Exercise directions:
From the listing below, extract each line containing the string "also".

Study material:
━━━━━━━━━━━━━━━━━━━━
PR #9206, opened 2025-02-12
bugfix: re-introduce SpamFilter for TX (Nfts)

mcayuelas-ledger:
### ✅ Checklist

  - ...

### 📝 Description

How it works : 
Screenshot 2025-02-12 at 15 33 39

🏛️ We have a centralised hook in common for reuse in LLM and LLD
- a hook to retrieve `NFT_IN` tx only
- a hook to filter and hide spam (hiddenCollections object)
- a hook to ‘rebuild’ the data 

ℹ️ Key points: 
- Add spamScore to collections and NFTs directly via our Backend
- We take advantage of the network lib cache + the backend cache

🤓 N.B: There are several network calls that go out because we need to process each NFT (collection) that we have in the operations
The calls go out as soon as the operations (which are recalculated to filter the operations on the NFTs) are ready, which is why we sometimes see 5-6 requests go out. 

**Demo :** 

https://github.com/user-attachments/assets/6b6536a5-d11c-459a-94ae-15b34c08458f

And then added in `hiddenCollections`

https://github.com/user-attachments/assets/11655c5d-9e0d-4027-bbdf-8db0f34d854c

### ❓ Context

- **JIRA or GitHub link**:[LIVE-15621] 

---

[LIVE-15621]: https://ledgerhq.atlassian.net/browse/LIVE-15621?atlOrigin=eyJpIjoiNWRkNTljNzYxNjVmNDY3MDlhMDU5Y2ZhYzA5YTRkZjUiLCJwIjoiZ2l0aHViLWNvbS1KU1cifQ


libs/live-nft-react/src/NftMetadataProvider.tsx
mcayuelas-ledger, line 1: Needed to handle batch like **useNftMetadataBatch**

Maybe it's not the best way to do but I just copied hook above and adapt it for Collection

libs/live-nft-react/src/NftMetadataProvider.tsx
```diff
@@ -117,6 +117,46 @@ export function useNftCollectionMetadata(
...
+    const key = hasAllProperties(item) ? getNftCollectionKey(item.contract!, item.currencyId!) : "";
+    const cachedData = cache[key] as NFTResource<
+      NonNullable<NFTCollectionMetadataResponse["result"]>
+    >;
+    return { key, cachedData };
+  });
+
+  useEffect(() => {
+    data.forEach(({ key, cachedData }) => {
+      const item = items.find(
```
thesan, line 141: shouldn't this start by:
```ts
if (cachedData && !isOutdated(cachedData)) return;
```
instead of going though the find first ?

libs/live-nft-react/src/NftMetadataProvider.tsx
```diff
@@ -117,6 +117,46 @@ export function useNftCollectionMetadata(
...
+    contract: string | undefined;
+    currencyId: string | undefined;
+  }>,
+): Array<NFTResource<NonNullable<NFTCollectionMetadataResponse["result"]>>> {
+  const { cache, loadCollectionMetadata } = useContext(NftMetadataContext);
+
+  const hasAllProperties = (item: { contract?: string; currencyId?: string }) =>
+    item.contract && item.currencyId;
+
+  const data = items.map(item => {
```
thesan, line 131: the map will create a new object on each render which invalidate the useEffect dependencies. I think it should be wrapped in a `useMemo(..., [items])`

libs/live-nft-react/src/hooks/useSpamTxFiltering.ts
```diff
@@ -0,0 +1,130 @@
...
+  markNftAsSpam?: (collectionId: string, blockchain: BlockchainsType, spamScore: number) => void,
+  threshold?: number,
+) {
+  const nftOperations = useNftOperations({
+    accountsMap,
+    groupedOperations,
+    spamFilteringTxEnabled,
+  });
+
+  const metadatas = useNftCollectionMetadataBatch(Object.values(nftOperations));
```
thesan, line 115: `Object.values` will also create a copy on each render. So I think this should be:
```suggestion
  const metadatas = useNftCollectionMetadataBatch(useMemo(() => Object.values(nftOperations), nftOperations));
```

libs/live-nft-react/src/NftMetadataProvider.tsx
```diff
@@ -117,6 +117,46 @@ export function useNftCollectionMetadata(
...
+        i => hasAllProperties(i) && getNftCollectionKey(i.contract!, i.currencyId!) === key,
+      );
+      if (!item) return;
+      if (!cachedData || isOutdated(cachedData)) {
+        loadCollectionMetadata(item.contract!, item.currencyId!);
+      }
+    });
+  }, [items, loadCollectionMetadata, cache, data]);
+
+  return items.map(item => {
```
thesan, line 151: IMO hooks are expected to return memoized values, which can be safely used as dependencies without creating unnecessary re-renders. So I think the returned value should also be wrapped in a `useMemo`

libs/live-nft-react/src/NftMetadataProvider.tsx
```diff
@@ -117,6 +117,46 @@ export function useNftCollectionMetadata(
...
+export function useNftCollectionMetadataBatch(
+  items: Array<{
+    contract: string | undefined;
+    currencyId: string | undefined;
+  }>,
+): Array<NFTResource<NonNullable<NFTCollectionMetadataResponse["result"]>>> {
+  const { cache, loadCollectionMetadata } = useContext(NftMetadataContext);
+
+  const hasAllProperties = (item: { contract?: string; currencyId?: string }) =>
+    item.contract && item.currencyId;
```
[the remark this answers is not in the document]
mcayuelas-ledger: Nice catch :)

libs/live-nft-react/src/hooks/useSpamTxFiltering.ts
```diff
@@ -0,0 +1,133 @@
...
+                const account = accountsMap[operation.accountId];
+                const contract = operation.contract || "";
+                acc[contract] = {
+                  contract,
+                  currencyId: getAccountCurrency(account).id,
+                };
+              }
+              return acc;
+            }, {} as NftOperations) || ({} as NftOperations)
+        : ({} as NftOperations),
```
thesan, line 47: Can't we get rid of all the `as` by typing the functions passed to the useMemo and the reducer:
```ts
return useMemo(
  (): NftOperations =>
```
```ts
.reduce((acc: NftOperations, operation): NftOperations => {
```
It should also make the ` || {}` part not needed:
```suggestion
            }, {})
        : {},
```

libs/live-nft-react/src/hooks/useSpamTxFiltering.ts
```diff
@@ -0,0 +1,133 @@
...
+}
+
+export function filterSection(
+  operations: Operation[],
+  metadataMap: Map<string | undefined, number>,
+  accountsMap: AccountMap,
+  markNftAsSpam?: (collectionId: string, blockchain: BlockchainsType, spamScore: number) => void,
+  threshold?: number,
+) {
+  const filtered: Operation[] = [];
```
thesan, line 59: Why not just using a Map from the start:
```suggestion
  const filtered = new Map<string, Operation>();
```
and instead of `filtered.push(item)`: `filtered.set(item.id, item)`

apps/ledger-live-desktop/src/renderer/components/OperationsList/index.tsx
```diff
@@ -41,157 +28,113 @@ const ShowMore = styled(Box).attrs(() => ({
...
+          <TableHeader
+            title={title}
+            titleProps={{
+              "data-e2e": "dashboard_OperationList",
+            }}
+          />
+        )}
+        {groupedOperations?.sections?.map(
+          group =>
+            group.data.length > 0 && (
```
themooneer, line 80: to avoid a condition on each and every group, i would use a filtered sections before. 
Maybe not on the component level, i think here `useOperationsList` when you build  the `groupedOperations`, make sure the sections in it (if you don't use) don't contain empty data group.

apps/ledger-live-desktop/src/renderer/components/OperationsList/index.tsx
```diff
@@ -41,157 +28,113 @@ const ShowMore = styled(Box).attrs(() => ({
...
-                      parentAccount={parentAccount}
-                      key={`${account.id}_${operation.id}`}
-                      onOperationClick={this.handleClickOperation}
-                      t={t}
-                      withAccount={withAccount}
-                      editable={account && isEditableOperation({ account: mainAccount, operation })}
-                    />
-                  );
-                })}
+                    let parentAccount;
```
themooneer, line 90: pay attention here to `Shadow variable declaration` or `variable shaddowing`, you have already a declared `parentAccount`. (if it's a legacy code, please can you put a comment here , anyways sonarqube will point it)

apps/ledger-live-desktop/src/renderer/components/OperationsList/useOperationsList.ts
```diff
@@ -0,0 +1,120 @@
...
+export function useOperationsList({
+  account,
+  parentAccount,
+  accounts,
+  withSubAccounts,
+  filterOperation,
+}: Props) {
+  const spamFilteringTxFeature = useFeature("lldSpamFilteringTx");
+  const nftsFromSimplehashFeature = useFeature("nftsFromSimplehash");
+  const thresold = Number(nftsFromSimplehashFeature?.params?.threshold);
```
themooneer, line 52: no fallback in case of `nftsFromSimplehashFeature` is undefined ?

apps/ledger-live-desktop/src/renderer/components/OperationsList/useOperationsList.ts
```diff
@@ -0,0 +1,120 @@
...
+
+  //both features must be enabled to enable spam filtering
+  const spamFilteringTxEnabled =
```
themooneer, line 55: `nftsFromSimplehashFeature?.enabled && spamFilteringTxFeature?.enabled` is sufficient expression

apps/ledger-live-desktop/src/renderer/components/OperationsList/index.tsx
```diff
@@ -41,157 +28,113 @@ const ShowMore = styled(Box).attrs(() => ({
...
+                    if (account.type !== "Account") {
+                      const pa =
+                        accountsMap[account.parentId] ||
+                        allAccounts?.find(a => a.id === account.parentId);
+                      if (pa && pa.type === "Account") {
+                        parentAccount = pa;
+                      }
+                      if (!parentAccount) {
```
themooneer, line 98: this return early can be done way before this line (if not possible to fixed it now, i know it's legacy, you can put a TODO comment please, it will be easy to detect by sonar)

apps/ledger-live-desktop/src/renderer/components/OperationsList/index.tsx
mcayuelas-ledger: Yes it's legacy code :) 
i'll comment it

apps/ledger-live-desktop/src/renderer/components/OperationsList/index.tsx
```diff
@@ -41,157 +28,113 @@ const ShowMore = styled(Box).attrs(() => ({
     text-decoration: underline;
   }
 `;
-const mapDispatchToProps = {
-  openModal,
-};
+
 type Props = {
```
━━━━━━━━━━━━━━━━━━━━
Output of the task:
thesan, line 115: `Object.values` will also create a copy on each render. So I think this should be:
thesan, line 151: IMO hooks are expected to return memoized values, which can be safely used as dependencies without creating unnecessary re-renders. So I think the returned value should also be wrapped in a `useMemo`
It should also make the ` || {}` part not needed:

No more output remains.